→ **PROBLEM**
Write out only the tail of the records, beginning at the line containing "There is no" and including the last line, exactly as written.

• • • • •

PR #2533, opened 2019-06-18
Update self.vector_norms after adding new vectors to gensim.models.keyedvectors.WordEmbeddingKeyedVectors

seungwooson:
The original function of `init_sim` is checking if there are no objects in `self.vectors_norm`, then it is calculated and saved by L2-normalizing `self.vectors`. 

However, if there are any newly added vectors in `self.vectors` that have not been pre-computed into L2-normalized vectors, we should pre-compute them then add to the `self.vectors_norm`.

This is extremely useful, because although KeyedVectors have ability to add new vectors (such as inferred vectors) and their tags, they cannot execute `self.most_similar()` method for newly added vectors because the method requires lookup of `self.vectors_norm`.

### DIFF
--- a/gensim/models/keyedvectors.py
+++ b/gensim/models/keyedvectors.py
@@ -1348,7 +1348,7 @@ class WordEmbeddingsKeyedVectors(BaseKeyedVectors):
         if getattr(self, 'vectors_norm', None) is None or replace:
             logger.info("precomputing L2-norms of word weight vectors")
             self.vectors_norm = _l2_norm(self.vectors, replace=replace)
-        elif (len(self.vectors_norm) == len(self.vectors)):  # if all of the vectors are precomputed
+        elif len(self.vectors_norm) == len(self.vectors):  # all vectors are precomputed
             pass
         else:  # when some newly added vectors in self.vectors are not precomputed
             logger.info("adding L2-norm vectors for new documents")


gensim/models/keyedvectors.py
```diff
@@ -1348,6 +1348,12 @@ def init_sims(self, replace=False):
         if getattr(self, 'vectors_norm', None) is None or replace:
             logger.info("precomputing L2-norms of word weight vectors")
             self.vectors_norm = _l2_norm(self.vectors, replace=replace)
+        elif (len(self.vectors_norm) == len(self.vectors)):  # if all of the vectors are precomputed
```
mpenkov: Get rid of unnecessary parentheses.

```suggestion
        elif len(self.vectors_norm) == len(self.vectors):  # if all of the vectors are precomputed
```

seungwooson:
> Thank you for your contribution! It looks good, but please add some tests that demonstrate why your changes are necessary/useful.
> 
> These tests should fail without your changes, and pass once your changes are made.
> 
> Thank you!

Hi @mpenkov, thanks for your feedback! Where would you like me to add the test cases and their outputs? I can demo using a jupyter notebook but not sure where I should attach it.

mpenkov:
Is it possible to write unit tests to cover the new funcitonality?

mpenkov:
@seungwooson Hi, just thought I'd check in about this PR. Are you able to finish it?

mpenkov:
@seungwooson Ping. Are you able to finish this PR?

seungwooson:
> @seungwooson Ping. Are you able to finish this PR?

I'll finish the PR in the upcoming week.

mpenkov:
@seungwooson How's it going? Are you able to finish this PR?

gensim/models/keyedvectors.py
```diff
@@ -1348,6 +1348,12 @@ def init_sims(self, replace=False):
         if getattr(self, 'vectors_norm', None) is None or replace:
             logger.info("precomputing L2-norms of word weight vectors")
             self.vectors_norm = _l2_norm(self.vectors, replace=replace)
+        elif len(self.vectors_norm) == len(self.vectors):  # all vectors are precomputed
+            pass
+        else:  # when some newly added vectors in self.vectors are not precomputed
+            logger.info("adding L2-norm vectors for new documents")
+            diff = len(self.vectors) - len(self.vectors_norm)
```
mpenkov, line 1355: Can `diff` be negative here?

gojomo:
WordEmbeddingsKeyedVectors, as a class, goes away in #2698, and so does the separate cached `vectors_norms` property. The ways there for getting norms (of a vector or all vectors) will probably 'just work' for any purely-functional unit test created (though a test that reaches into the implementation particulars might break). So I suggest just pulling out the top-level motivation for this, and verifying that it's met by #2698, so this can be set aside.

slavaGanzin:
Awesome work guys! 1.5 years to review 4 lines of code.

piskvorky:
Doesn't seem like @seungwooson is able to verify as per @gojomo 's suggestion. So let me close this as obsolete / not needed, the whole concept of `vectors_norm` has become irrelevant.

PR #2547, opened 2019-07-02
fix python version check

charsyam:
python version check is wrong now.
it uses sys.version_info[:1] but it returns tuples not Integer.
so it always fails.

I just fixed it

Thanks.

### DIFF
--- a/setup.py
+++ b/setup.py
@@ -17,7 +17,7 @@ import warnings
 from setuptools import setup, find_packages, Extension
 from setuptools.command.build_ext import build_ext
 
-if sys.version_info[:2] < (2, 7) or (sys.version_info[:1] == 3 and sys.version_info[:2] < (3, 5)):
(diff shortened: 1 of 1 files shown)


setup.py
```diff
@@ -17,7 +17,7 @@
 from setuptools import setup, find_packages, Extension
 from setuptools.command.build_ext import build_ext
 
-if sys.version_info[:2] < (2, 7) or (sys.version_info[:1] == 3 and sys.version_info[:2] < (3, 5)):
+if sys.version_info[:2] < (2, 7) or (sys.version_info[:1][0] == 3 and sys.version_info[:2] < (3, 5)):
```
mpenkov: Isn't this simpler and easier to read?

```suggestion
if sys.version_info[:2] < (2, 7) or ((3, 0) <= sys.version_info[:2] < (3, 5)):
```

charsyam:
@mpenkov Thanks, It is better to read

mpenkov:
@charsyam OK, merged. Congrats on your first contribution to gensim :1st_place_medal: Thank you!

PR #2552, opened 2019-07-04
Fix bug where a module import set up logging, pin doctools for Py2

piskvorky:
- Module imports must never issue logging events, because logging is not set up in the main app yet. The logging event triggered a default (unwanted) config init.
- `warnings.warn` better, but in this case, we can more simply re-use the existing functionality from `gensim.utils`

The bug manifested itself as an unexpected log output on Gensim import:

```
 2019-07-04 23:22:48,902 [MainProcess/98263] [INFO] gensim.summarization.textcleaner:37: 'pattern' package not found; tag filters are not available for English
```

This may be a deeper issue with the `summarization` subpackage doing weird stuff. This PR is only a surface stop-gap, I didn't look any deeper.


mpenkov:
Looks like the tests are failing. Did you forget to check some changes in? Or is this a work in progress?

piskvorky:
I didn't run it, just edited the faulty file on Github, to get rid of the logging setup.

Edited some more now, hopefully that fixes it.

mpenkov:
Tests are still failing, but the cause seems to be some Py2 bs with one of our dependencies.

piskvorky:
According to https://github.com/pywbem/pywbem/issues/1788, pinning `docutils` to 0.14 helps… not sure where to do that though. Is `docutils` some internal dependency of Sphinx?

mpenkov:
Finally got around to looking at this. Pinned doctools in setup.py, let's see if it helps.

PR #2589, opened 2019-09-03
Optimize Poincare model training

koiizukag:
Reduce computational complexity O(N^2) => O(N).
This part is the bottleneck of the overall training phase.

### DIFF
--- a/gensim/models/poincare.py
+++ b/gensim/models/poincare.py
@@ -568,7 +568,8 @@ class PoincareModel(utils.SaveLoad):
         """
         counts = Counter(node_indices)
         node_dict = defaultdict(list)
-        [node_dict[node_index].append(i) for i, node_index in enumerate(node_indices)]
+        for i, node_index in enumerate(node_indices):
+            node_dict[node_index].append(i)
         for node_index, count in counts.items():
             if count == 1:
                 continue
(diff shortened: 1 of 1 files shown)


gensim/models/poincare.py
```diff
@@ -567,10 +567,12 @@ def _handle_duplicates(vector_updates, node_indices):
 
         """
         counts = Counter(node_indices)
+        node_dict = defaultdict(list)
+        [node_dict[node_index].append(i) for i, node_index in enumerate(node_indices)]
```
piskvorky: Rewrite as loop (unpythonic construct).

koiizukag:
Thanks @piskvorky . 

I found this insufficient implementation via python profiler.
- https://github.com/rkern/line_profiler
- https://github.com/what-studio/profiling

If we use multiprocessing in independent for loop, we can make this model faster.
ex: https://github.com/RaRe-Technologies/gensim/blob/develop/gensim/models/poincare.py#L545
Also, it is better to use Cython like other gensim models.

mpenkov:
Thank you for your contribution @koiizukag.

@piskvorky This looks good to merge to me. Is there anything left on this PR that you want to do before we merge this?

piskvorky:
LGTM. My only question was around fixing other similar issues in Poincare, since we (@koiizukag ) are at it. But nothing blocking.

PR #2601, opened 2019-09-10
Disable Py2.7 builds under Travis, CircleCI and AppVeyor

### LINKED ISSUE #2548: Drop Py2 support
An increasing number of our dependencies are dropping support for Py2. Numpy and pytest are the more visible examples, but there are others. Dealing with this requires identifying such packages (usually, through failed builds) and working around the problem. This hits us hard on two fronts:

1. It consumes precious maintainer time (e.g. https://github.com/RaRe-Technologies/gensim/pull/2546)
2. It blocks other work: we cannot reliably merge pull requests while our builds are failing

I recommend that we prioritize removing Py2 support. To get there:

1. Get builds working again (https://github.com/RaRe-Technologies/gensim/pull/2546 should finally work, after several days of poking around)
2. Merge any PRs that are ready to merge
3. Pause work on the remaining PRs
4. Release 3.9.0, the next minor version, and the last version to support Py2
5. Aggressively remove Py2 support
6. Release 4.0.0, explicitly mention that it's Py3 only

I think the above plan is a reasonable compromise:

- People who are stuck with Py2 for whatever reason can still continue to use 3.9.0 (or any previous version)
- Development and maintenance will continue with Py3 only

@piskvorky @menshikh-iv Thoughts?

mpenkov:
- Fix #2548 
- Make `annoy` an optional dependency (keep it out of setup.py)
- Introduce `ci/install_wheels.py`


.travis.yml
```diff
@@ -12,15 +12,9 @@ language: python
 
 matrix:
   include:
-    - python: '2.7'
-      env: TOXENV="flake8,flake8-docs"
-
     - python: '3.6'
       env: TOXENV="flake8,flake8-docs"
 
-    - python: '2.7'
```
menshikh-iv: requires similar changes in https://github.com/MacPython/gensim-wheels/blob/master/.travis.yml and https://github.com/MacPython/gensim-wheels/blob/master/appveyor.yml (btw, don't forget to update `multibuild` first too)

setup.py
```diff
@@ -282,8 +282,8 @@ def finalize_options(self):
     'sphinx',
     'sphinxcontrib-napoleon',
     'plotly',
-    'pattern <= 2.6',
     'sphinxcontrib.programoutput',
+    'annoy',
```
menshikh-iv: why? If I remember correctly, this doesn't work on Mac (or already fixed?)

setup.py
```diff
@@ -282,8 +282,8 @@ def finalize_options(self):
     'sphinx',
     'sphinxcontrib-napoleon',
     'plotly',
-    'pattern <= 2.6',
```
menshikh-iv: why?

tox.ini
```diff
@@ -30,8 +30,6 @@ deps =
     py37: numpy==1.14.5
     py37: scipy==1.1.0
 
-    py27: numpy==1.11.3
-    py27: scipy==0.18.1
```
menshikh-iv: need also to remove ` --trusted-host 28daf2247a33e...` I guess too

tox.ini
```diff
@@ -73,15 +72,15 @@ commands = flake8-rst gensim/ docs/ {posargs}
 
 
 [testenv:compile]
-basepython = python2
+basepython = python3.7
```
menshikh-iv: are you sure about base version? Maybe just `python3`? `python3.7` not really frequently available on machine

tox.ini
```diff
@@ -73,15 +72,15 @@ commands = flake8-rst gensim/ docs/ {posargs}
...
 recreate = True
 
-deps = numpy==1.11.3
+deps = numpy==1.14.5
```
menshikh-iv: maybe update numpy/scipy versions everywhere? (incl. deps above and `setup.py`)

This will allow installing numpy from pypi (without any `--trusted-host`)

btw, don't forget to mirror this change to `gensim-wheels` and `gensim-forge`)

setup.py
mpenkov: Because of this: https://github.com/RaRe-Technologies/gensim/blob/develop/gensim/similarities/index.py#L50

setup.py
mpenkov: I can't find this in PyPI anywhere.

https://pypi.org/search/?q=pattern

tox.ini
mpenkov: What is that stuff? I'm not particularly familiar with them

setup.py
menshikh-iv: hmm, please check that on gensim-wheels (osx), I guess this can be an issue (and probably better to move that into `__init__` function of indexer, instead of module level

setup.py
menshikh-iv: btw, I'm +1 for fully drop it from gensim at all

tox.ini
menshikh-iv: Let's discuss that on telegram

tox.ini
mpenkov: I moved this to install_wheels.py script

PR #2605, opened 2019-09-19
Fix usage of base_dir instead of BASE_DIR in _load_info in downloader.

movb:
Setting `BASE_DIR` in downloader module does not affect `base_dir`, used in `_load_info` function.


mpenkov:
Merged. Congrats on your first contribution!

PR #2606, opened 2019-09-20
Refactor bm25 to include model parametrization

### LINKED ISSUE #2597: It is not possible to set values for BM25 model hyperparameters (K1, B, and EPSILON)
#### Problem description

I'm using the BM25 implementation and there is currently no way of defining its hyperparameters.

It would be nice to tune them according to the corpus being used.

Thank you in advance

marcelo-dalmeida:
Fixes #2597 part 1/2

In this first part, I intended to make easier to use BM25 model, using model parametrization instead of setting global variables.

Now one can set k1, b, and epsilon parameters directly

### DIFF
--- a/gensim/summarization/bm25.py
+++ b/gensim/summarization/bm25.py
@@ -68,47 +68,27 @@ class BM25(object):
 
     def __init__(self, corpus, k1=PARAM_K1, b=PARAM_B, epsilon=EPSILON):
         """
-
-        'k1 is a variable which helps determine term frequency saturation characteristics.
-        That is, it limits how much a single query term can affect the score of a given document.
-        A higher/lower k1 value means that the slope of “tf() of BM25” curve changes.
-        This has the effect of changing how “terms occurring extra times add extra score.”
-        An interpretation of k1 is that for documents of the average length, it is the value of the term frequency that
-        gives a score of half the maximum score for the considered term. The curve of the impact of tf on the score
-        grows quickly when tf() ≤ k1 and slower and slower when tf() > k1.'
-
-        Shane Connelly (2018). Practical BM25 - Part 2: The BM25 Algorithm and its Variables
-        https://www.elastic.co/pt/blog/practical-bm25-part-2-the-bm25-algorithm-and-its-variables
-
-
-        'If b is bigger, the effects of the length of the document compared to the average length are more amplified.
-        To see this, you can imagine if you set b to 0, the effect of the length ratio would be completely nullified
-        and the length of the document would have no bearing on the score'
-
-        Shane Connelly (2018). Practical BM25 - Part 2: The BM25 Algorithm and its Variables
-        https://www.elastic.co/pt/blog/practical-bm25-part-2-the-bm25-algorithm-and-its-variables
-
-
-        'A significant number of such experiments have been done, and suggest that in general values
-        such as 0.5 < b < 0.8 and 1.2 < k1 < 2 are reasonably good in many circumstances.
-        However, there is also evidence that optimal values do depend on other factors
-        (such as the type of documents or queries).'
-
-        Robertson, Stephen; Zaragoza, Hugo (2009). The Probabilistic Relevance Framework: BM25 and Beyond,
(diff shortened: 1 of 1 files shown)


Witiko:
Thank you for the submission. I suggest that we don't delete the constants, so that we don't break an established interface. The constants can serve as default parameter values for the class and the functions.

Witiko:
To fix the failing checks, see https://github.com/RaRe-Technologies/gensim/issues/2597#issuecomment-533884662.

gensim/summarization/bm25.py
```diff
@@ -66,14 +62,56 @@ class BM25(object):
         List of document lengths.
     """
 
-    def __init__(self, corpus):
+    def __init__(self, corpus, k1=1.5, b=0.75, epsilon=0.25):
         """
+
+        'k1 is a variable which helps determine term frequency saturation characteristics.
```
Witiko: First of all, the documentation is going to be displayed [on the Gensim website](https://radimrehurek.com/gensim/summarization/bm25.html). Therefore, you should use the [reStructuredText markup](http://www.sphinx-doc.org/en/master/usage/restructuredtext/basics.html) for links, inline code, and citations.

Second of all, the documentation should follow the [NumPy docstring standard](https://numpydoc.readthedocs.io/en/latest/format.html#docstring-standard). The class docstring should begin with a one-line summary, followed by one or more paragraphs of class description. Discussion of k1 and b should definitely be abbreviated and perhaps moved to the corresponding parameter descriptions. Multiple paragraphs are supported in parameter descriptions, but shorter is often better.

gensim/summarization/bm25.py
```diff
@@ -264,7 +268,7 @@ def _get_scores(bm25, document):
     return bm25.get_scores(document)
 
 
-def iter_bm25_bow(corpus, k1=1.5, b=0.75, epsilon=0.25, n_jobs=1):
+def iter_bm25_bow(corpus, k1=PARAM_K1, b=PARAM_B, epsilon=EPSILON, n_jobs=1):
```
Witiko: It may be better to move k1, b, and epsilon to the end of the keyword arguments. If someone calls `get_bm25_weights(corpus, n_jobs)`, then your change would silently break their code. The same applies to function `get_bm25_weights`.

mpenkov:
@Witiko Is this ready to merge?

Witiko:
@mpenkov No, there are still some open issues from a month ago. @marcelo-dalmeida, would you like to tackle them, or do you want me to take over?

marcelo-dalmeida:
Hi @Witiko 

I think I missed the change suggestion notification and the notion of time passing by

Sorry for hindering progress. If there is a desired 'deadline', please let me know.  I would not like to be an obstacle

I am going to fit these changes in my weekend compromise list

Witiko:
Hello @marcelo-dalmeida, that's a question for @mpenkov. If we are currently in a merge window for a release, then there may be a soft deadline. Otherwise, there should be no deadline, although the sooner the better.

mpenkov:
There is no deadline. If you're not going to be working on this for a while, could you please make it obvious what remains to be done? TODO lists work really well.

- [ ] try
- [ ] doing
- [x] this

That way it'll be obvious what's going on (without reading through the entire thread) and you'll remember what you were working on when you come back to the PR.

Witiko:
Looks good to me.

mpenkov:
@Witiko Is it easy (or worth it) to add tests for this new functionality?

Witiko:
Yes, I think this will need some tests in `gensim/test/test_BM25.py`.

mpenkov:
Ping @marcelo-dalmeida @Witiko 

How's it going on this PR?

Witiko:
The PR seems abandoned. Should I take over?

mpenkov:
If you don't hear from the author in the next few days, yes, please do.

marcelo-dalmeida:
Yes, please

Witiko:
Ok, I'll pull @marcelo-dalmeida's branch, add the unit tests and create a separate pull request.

• • • • •

→ **ANSWER SECTION**
There is no deadline. If you're not going to be working on this for a while, could you please make it obvious what remains to be done? TODO lists work really well.

- [ ] try
- [ ] doing
- [x] this

That way it'll be obvious what's going on (without reading through the entire thread) and you'll remember what you were working on when you come back to the PR.

Witiko:
Looks good to me.

mpenkov:
@Witiko Is it easy (or worth it) to add tests for this new functionality?

Witiko:
Yes, I think this will need some tests in `gensim/test/test_BM25.py`.

mpenkov:
Ping @marcelo-dalmeida @Witiko 

How's it going on this PR?

Witiko:
The PR seems abandoned. Should I take over?

mpenkov:
If you don't hear from the author in the next few days, yes, please do.

marcelo-dalmeida:
Yes, please

Witiko:
Ok, I'll pull @marcelo-dalmeida's branch, add the unit tests and create a separate pull request.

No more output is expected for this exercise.